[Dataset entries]
—————

PR #7787, opened 2024-03-28
scripts: Fix PlatformGuardHelper.add_guard()

jeremyg-lunarg:
Comparison to the existing guard should be `!=` not `is not`

Found during code review of https://github.com/KhronosGroup/Vulkan-Utility-Libraries/pull/187

### DIFF
--- a/scripts/generators/generator_utils.py
+++ b/scripts/generators/generator_utils.py
@@ -77,11 +77,11 @@ class PlatformGuardHelper():
 
     def add_guard(self, guard, extra_newline = False):
         out = []
-        if self.current_guard is not guard and self.current_guard is not None:
+        if self.current_guard != guard and self.current_guard is not None:
             out.append(f'#endif  // {self.current_guard}\n')
         if extra_newline:
             out.append('\n')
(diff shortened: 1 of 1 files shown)


charles-lunarg (commented):
Shouldn't this also run the code-gen? Or did the previous code not check in codegen either?

jeremyg-lunarg:
> Shouldn't this also run the code-gen? Or did the previous code not check in codegen either?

—————

• [Task item] Every record above should be copied exactly.

• [Answer for this exercise]
PR #7787, opened 2024-03-28
scripts: Fix PlatformGuardHelper.add_guard()

jeremyg-lunarg:
Comparison to the existing guard should be `!=` not `is not`

Found during code review of https://github.com/KhronosGroup/Vulkan-Utility-Libraries/pull/187

### DIFF
--- a/scripts/generators/generator_utils.py
+++ b/scripts/generators/generator_utils.py
@@ -77,11 +77,11 @@ class PlatformGuardHelper():
 
     def add_guard(self, guard, extra_newline = False):
         out = []
-        if self.current_guard is not guard and self.current_guard is not None:
+        if self.current_guard != guard and self.current_guard is not None:
             out.append(f'#endif  // {self.current_guard}\n')
         if extra_newline:
             out.append('\n')
(diff shortened: 1 of 1 files shown)


charles-lunarg (commented):
Shouldn't this also run the code-gen? Or did the previous code not check in codegen either?

jeremyg-lunarg:
> Shouldn't this also run the code-gen? Or did the previous code not check in codegen either?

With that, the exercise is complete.